Hi eveybody I am trying to go to Cape May on or around Memorial day weekend from D.C. and I wanted to know where i might find the fish and how to fish the area ,what color gotcha plugs produce fish and what baits work the best .I hav never fished the cape may area and would like just to try it,any information you guys can supply I would greatly appreciate so thanks in advance .Tony Q.


----------



## Manayunk Jake (Oct 3, 2001)

Greetings TonyQ!

Check out Jim's Bait and Tackle (RT 109 and 3rd Ave across from the South Jersey Marina.) Weakies should be hitting (if this weekend's Nor'Easter doesn't screw things up), and there may still be blackfish on the jetties since the water is still a little cold. Small blues should be around, too.
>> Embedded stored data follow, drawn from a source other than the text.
PR #12846, opened 2025-02-13
fix(api-server): add defaulter in MeshService and MeshMultizoneService

lahabana:
## Motivation

There are fields like targetPort on port name that default to another value if not set.
This can't be expressed with annotations so defaulting with a `Defaulter` is usefull in these cases.

## Implementation information

There's an open question around what this would do with things like TF as the PUT and GET return something different.


lahabana:
If we go forward with this change we need to make sure the API docs are updated to explain this defaulting

pkg/api-server/testdata/resources/crud/put_meshmultizoneservice_00.golden.json
schogges, line 1: I was wondering why some of the golden files include only empty objects? 🙂

schogges (commented):
LGTM so far 👍 left a Q on the golden files

pkg/api-server/testdata/resources/crud/put_meshmultizoneservice_00.golden.json
lahabana: The default response for a PUT returns an empty object, that's what this first reponse is.

slonka:
Disclaimer: I only checked the description of that it supposed to do (not the code).

There is no other way if this can't be described by simply an annotation. In terraform this can be marked as "computed" and won't show up in the diff. So based on that 👍

PR #12860, opened 2025-02-17
feat(meshcircuitbreaker): supplement HealthyPanicThreshold property

### LINKED ISSUE #11704: Introduce `HealthyPanicThreshold` for MeshCircuitBreaker policy
### Description

I noticed that there's an implementation difference between our MeshCircuitBreaker and Istio's (https://github.com/istio/istio/blob/7b2d8b9dacb7989d75b3b3d860988cadb9f5a848/pilot/pkg/networking/core/cluster_traffic_policy.go#L416-L423), 
maybe we could add one flag to disable panic threshold and it depends on the user's choice.

Icarus9913:
## Motivation

We should supplement HealthyPanicThreshold property in MeshCircuitBreaker policy OutlierDetection section

## Implementation information

Introduce a new `HealthyPanicThreshold` property for MeshCircuitBreaker policy, and its type is `*intstr.IntOrString` just like what we did in MeshHealthCheck policy

- [x] unit test
- [x] e2e test
- [x] verify the MeshCircuitBreaker `HealthyPanicThreshold` overwrite the MeshHealthCheck's

## Supporting documentation

Fix #11704


pkg/plugins/policies/meshcircuitbreaker/plugin/xds/configurer.go
```diff
@@ -210,3 +220,29 @@ func configureTotalFailures(
...
+	}
+	percentage, err := envoyPercent(*value)
+	if err != nil {
+		return err
+	}
+	cluster.CommonLbConfig.HealthyPanicThreshold = percentage
+	return nil
+}
+
+func envoyPercent(intOrStr intstr.IntOrString) (*envoy_type.Percent, error) {
```
lukidzi, line 239: Can we move it to `pkg/util/proto/types.go` ? We have all the Envoy structures there

Icarus9913: I noticed that the `pkg/util/proto` path doesn't import any `github.com/envoyproxy/go-control-plane/envoy/*` dependencies. They import `google.golang.org/protobuf/types/*`

How about putting this function next to https://github.com/kumahq/kuma/blob/0411233912021f6b3392a8155bc0d321ee426ae0/pkg/xds/envoy/listeners/v3/util.go#L84

lukidzi: I'm not sure since this is `listener` code and we configure the cluster. Seems like it should be in some common place

lukidzi (approved):

pkg/plugins/policies/meshcircuitbreaker/plugin/xds/configurer.go
Icarus9913: I'll create a **chore** PR to deal with the `envoyPercent` function in the future once we find a proper place. (This private function exists in multiple places for different policies)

The horseshoe crab migration is underway, so you might want to keep your baits off the bottom.


----------



## dcfishman (Dec 20, 2002)

thanks foe the reply, yes I will agree the horse shoes can ruin a fishing trip


----------



## Eric G (Nov 15, 2000)

Fish Poverty Beach area, from CM go north on Beach Ave till the end. Find a parking space (hard on the weekends). Walk down the sand for 100-200 ft, set up shop.

Another good shop for the surf fishermen is Bob Jackson Surf Fishing Center, 719 Broadway, West Cape May, NJ (at the southern end of Cape May). www.fishcapemay.com

Tell 'em Eric G sent ya (This guy with th 2yr old Gift Certificate he needs to use)


----------